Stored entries
________________

PR #3893, opened 2017-01-03
avoid Notice

ashnazg:
`PHP Notice:  Undefined offset: 4`

### DIFF
--- a/src/Codeception/Subscriber/Console.php
+++ b/src/Codeception/Subscriber/Console.php
@@ -536,7 +536,9 @@ class Console implements EventSubscriberInterface
             }
         } elseif ($this->isWin() && (php_sapi_name() === "cli")) {
             exec('mode con', $output);
-            preg_match('/^ +.* +(\d+)$/', $output[4], $matches);
+            if (isset($output[4])) {
+                preg_match('/^ +.* +(\d+)$/', $output[4], $matches);
+            }
             if (!empty($matches[1])) {
                 $this->width = (int) $matches[1];
             }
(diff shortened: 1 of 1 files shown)


src/Codeception/Subscriber/Console.php
```diff
@@ -536,7 +536,9 @@ protected function detectWidth()
             }
         } elseif ($this->isWin() && (php_sapi_name() === "cli")) {
             exec('mode con', $output);
-            preg_match('/^ +.* +(\d+)$/', $output[4], $matches);
+            if (isset($output[4])) {
```
samdark: Looks risky. @DavertMik needs your attention.

ashnazg: The `PHP Notice` occurs in the `preg_match` line when `$output[4]` is _not_ set.  The patch just makes sure that it _is_ set before trying to use it.  It does solve the `undefined offset` notice that I was seeing on my Windows box.

src/Codeception/Subscriber/Console.php
```diff
@@ -536,7 +536,9 @@ protected function detectWidth()
...
+                preg_match('/^ +.* +(\d+)$/', $output[4], $matches);
+            }
             if (!empty($matches[1])) {
```
edno: The condition `!empty($matches[1])` should nested in `isset($output[4])` since `$matches` can only exist if `preg_match` statement has been executed.

ashnazg: I thought about that too, but did not see a notice at runtime.  Turns out that `empty()` avoids it if the variable doesn't exist:  `empty() does not generate a warning if the variable does not exist.` (http://php.net/manual/en/function.empty.php)

ashnazg: Actually, that makes sense logically, without regard to the notice or not for `$matches`.  I'll update it.

ashnazg:
bump... any feedback on this one?  I have something on hold at work that's waiting for this one.

Issue #3607, opened 2016-10-13
Graceful termination not works in PHP 7.0


DavertMik:
It looks tests can't be interrupted by Ctrl-C when running in PHP 7
Accrording to https://bugs.php.net/bug.php?id=71448 there is no way to make pcntl signal handling for PHP 7.0 (correct me if I'm wrong) and that's not a good thing when tests can't be stopped.

I propose to disable Graceful termination for PHP 7.0.x

PR #3907, opened 2017-01-11
PHP 7.1 - Used new pcntl_async_signals function to handle graceful termination

AdrianSkierniewski:
Hi,

This PR is related to #3607 and it should enable graceful termination for PHP >= 7.1
PHP 7.1 introduced the new way to handle signals asynchronously [pcntl_async_signals](http://php.net/manual/en/migration71.new-features.php#migration71.new-features.asynchronous-signal-handling)


DavertMik:
Thanks!

PR #4071, opened 2017-03-22
Fixed Issue/4059

### LINKED ISSUE #4059: SQL dump silently fails if query is not terminated by semicolon
Importing a dump that includes a single `INSERT` statement, not terminated by semicolon - it's expected to run just fine on PDO; in the end, it's a single command.

#### What do you get instead?
Nothing. Pure wind.

#### Investigation
Investigating the issue, it seems related to a silent test done by [`Driver\Db`](https://github.com/Codeception/Codeception/blob/2.2/src/Codeception/Lib/Driver/Db.php#L125), which basically doesn't run queries not terminated by the given delimiter.

To me, this feels like a not needed protection that might have bad, silent side effects - like it happened to me. So I would expect one of those:
1. some reason on why this is needed since the underlying driver (PDO) is completely capable of running SQL queries without a delimiter in the very end. I noticed this is cited as needed in the Db Module doc, but without reasoning.
2. that guard to be taken out, so queries can run freely without a delimiter :)

### Details

* Codeception version: ^2.2 (dev-master, c8df4d72f3c33a4ae58d3274fe2072402078b472)
* PHP Version: 7.0.x
* Operating System: Ubuntu
* Installation type: Composer

Naktibalda:
Run the last statement in dump file even if it doesn't end with delimiter

Fixes #4059

### DIFF
--- a/src/Codeception/Lib/Driver/Db.php
+++ b/src/Codeception/Lib/Driver/Db.php
@@ -125,8 +125,13 @@ class Db
             if (substr($query, -1 * $delimiterLength, $delimiterLength) == $delimiter) {
                 $this->sqlToRun = substr($query, 0, -1 * $delimiterLength);
                 $this->sqlQuery($this->sqlToRun);
-                $query = "";
+                $query = '';
             }
+        }
+
+        if ($query !== '') {
+            $this->sqlToRun = $query;
+            $this->sqlQuery($this->sqlToRun);
         }
     }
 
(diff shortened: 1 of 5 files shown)


DavertMik:
I restarted the build on Semaphore few times but it is still failing :(

DavertMik:
I think this is related https://github.com/Codeception/Codeception/issues/4073

DavertMik:
The WebDriver failure turned out to be unrelated so I'm merging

________________

With the line holding "my Windows box." as the first and the line holding "edno: The condition" as the last, set down that range of the entries above exactly, and nothing else.

ashnazg: The `PHP Notice` occurs in the `preg_match` line when `$output[4]` is _not_ set.  The patch just makes sure that it _is_ set before trying to use it.  It does solve the `undefined offset` notice that I was seeing on my Windows box.

src/Codeception/Subscriber/Console.php
```diff
@@ -536,7 +536,9 @@ protected function detectWidth()
...
+                preg_match('/^ +.* +(\d+)$/', $output[4], $matches);
+            }
             if (!empty($matches[1])) {
```
edno: The condition `!empty($matches[1])` should nested in `isset($output[4])` since `$matches` can only exist if `preg_match` statement has been executed.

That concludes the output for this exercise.